Ask HN: What to Expect at YC Startup School? - alexander-g
Our company was accepted by YC&#x27;s Startup School. What to expect from the program?
======
samknight
I've been organising a group of founders in London. Right now there are 28 of
us signed up to do Startup School together, looking to do the course as a
group and recreate as much of the YC experience as possible. We have weekly
dinners lined up with some brilliant speakers and a London business school is
kindly offering its space for us to work together during the ten weeks. We're
also looking at plans for a London demo day at the culmination of the course.
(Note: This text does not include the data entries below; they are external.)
PR #2095, opened 2023-10-01
Pass through currently-configured CA file to the SciTokens library

bbockelm:
I'm working on setting up some end-to-end integration tests including the SciTokens library.

When hosting the issuer's public keys on the XRootD server itself, we need to have a validated HTTPS connection from the libcurl handle used internally by the `scitokens-cpp` library.

The `scitokens-cpp` library currently can only use the system CAs, which makes it impossible to utilize the integration test's generated CA.  We need to pass along the CA file used by xrootd.

Pairs with https://github.com/scitokens/scitokens-cpp/pull/132

### DIFF
--- a/src/XrdSciTokens/XrdSciTokensAccess.cc
+++ b/src/XrdSciTokens/XrdSciTokensAccess.cc
@@ -5,6 +5,7 @@
 #include "XrdSec/XrdSecEntity.hh"
 #include "XrdSec/XrdSecEntityAttr.hh"
 #include "XrdSys/XrdSysLogger.hh"
+#include "XrdTls/XrdTlsContext.hh"
 #include "XrdVersion.hh"
 
 #include <map>
@@ -432,7 +433,7 @@ class XrdAccSciTokens : public XrdAccAuthorize, public XrdSciTokensHelper,
     };
 
 public:
-    XrdAccSciTokens(XrdSysLogger *lp, const char *parms, XrdAccAuthorize* chain) :
+    XrdAccSciTokens(XrdSysLogger *lp, const char *parms, XrdAccAuthorize* chain, XrdOucEnv *envP) :
         m_chain(chain),
         m_parms(parms ? parms : ""),
         m_next_clean(monotonic_time() + m_expiry_secs),
@@ -441,7 +442,7 @@ public:
         pthread_rwlock_init(&m_config_lock, nullptr);
         m_config_lock_initialized = true;
         m_log.Say("++++++ XrdAccSciTokens: Initialized SciTokens-based authorization.");
-        if (!Config()) {
+        if (!Config(envP)) {
             throw std::runtime_error("Failed to configure SciTokens authorization.");
         }
     }
@@ -926,7 +927,7 @@ private:
     }
 
 
-    bool Config() {
+    bool Config(XrdOucEnv *envP) {
         // Set default mask for logging.
         m_log.setMsgMask(LogMask::Error | LogMask::Warning);
 
@@ -961,6 +962,15 @@ private:
             } while ((val = scitokens_conf.GetToken()));
         }
         m_log.Emsg("Config", "Logging levels enabled -", LogMaskToString(m_log.getMsgMask()).c_str());
+
+        auto xrdEnv = static_cast<XrdOucEnv*>(envP ? envP->GetPtr("xrdEnv*") : nullptr);
+        auto tlsCtx = static_cast<XrdTlsContext*>(xrdEnv ? xrdEnv->GetPtr("XrdTlsContext*") : nullptr);
+        if (tlsCtx) {
+            auto params = tlsCtx->GetParams();
+            if (params && !params->cafile.empty()) {
+                scitoken_config_set_str("tls.ca_file", params->cafile.c_str(), nullptr);
+            }
+        }
 
         return Reconfig();
     }
@@ -1259,10 +1269,10 @@ private:
 };
 
 void InitAccSciTokens(XrdSysLogger *lp, const char *cfn, const char *parm,
-                      XrdAccAuthorize *accP)
+                      XrdAccAuthorize *accP, XrdOucEnv *envP)
 {
     try {
-        accSciTokens = new XrdAccSciTokens(lp, parm, accP);
+        accSciTokens = new XrdAccSciTokens(lp, parm, accP, envP);
         SciTokensHelper = accSciTokens;
     } catch (std::exception &) {
     }
@@ -1273,7 +1283,7 @@ extern "C" {
 XrdAccAuthorize *XrdAccAuthorizeObjAdd(XrdSysLogger *lp,
                                           const char   *cfn,
                                           const char   *parm,
-                                       XrdOucEnv    * /*not used*/,
+                                       XrdOucEnv       *envP,
                                        XrdAccAuthorize *accP)
 {
     // Record the parent authorization plugin. There is no need to use
@@ -1283,7 +1293,7 @@ XrdAccAuthorize *XrdAccAuthorizeObjAdd(XrdSysLogger *lp,
     // If we have been initialized by a previous load, them return that result.
     // Otherwise, it's the first time through, get a new SciTokens authorizer.
     //
-    if (!accSciTokens) InitAccSciTokens(lp, cfn, parm, accP);
+    if (!accSciTokens) InitAccSciTokens(lp, cfn, parm, accP, envP);
     return accSciTokens;
 }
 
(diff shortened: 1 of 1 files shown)


src/XrdSciTokens/XrdSciTokensAccess.cc
```diff
@@ -31,6 +32,13 @@
 XrdVERSIONINFO(XrdAccAuthorizeObject, XrdAccSciTokens);
 XrdVERSIONINFO(XrdAccAuthorizeObjAdd, XrdAccSciTokens);
 
+namespace XrdGlobal {
+// The XrdOucEnv object passed to the plugin has a pointer called `XrdTLSContext*`;
+// however, that's a cloned pointer without any of the verification data (CA file or
+// directory), which is precisely what we need.  So, we use the XrdGlobal version.
```
amadio, line 38: Sounds like we should rather solve this issue by passing `XrdOucEnv` with a `XrdTLSContext*` that has the verification data, no? This works around the intended interfaces and creates a hidden connection between `XrdSciTokens` and `XrdTlsContext` which we should try to avoid. Let's hear what @abh3 thinks.

amadio:
> I'm working on setting up some end-to-end integration tests including the SciTokens library.

I like the idea. We've been working on making all our tests run with `make test`. In XRootD 5.7 I will merge @AngeloGalav's work which makes great progress towards this. I had in mind to add also tests for the GSI, Kerberos, and other authentication methods, so if you could integrate your tests with the existing ones, that would be great.

abh3:
I agree with Guilherme, we try to use existing mechanisms. In the past,, 
we tried using global systems to pass information and it turned into a 
dependency mess. So, now we use the env mechanism which makes life much 
easier. It's easy to do and the pointer can be placed in the XrdEnv object 
at the same time it is inserted into the XrdProtocol object in 
XrdConfig.cc. I should point out that we do have a problem that the env 
pointer is only passed to XrdAccAuthorizeObjAdd() not if the SciTokens 
library is setup as the only or the base authorization plugin. This is a 
historical problem and we correct that during major releases in any plugin 
interface where the need to access the environment has been pointed out, 
like in this case. Maybe we should change it for all plugin interfaces at 
this point.

Andy

  In fact, we use this mechanism to provide HTTP wih the 
standard context. The Sciokens library can also use that context during 
initialization. I think he context is created and placed in
  get access to the 
standard context yo
I would just put the "XrdTlsContext*" pointer in the Xrd created 
ENV. In facyt, tht is alreay done so no need to

abh3:
One other think I should point out, we don't need to wait for a major release if wedo what we have done in the past and version the XrdAccAuthorizeObject() API as we have done for other plugns in the same situation. We simly add XrdAccAuthorizeObject2() which is used to pass the additional env parameter. We might as well as bite the bullet for 4.7.0. Any other plugin initialization API's fall into he same hole at this point?

abh3:
The particular patch that solves this problem will be to export into the env the uncloned version of TLS context which is what you want. Note that the cloned context is specific to the xroot protocol created env and what you need is the xrd version of that pointer.. The way you would get is is:
(XrdTlsContext*)(((XrdOucEnv*)(xrootdenv->GetPtr("xrdEnv*)))->GetPtr("XrdTlsContext*");
Where: xrootdenv is the env passed to the SciTokens library via the params.

Then you can use the getParams() method on that pointer. Additionally you can use the passed env either via the stacking API or if SciTokens is not stacked then you would need to get it via the V2 initialization API (see the XrdAccAuthorize.hh file).

Push to devel should be there shortly.

abh3:
@bbockelm The required patches are in the devel branch. You should be able to get the full fledged XrdTlsContext pointer to get the context parameters. Could you please tell us if there is something else you need before we close this pull request?

src/XrdSciTokens/XrdSciTokensAccess.cc
bbockelm: Switched over to the new interface... resolving conversation.

bbockelm:
Just rebased on @abh3's latest commit to the devel branch and switched over to the new object with verification parameters... seems to work like a charm!

amadio:
If I understand correctly, this should work fine with current released versions of scitokens-cpp, right? I mean, it compiles and loads, but the CA setup will only work with a future version including your latest changes. Looks good to me now. Will merge into `devel` for v5.7 after @abh3's approval.

abh3:
Ah, we seem to have a poblem here. The current pull request still has changes to code that no longer needs changes. Brian's commit should only affect the SciTokens code not anything else. So, we could close this pull request and ask for a clean pull request that uses the current code. As it is I am confused on what git tells me will change.

amadio:
Brian just needs to rebase again on devel, because I added David's recent bug fix to master and rebased devel on top. After rebasing, only the change to scitokens will remain visibke here.

amadio:
Actually, it was just a click away in GitHub's interface, so I did it already.

amadio:
I am seeing this when trying to compile:
```
[ 90%] Building CXX object src/CMakeFiles/XrdPosixPreload.dir/XrdPosix/XrdPosix.cc.o
/home/amadio/src/xrootd/src/XrdSciTokens/XrdSciTokensAccess.cc: In member function ‘bool XrdAccSciTokens::Config(XrdOucEnv*)’:
/home/amadio/src/xrootd/src/XrdSciTokens/XrdSciTokensAccess.cc:971:17: error: ‘scitoken_config_set_str’ was not declared in this scope
  971 |                 scitoken_config_set_str("tls.ca_file", params->cafile.c_str(), nullptr);
      |                 ^~~~~~~~~~~~~~~~~~~~~~~
make[2]: *** [src/CMakeFiles/XrdAccSciTokens-5.dir/build.make:76: src/CMakeFiles/XrdAccSciTokens-5.dir/XrdSciTokens/XrdSciTokensAccess.cc.o] Error 1
make[1]: *** [CMakeFiles/Makefile2:2422: src/CMakeFiles/XrdAccSciTokens-5.dir/all] Error 2
make[1]: *** Waiting for unfinished jobs....
```
I wonder how it compiled in the CI.

bbockelm:
@amadio - you might have an older version of the scitokens library.  That API function was added in [v1.0.2](https://github.com/scitokens/scitokens-cpp/releases/tag/v1.0.2).

amadio:
Yes, it was a problem on my machine, sorry for the noise.

amadio:
I just noticed that Debian 11, Debian12, and Ubuntu 22.04 all have `libscitokens-dev` that is too old for the changes in this PR. The newest one is 0.7.3 in Debian 12, and 0.7.0 in Ubuntu 22.04. We will need to file version bump bugs on those distros before we can put this change in an XRootD release. See https://repology.org/project/scitokens-cpp/versions.

amadio:
@ellert Is it possible to update scitokens-cpp on Debian/Ubuntu? Where should I file these bugs? I see in EPEL it's all updated to 1.0.2 already, so we are ok there.

ellert:
Debian testing and Ubuntu 23.10 have scitokens-cpp 1.0.2.
Debian is different from Fedora in that it is not easy to update a package in a stable release.
Several criteria must be fulfilled in order to propose an update to a stable Debian release. A proposed update must fix a bug and "The bug should be of severity 'important' or higher". which means "a bug which has a major effect on the usability of a package, without rendering it completely unusable to everyone". Just proposing an update to a newer version will not work.

src/XrdSciTokens/XrdSciTokensAccess.cc
```diff
@@ -962,6 +963,15 @@ class XrdAccSciTokens : public XrdAccAuthorize, public XrdSciTokensHelper,
         }
         m_log.Emsg("Config", "Logging levels enabled -", LogMaskToString(m_log.getMsgMask()).c_str());
 
+        auto xrdEnv = static_cast<XrdOucEnv*>(envP ? envP->GetPtr("xrdEnv*") : nullptr);
+        auto tlsCtx = static_cast<XrdTlsContext*>(xrdEnv ? xrdEnv->GetPtr("XrdTlsContext*") : nullptr);
+        if (tlsCtx) {
+            auto params = tlsCtx->GetParams();
+            if (params && !params->cafile.empty()) {
+                scitoken_config_set_str("tls.ca_file", params->cafile.c_str(), nullptr);
```
amadio, line 971: @bbockelm Given that we support these older Debian/Ubuntu distributions, and scitokens cannot be updated there, I think this part of the patch will need to be `#ifdef`ed out depending on the version of scitokens found. Can you please make a patch for that? Thanks!

amadio:
@ellert Thanks for the explanation. It's a pity that it cannot be updated. However, we cannot drop support for Debian 12 and Ubuntu 22.04, which are recent, so the solution will have to be to adapt to the available scitokens version. Luckily in EPEL scitokens 1.0.2 is available everywhere.

bbockelm:
@amadio - would you prefer to make this `#ifdef`'d out or make this something determined at runtime with `dlopen` or similar?

amadio:
Since the version we build against and the runtime version will likely always be the same, I think that `#ifdef` is probably the better way, but if you'd rather check at runtime, I guess that could work too. Just please test on Debian 11 or Ubuntu 22.04 to make sure it works.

I got to speak with Sam Altman on Monday whilst he was in London, explained
what we're building for founders and what it is they want more than anything:
to meet and learn from YC alumni. He was generous with his time and
supportive, advising us to go out there, find them and persuade them to take
part. So here I am on HN following Sam's advice! We'd love to have YC alumni
come along to some dinners and share valuable insight with our collection of
founders. Even if you can only spare 30mins, any alumni assistantance would be
amazing. We're a friendly bunch who are passionate about building things.

If you're a YC alumni near London who wants to get in contact, please post a
message here or email me at:

sam.comhouse@gmail.com

If you're a London founder who'd like to take part, please get in contact too!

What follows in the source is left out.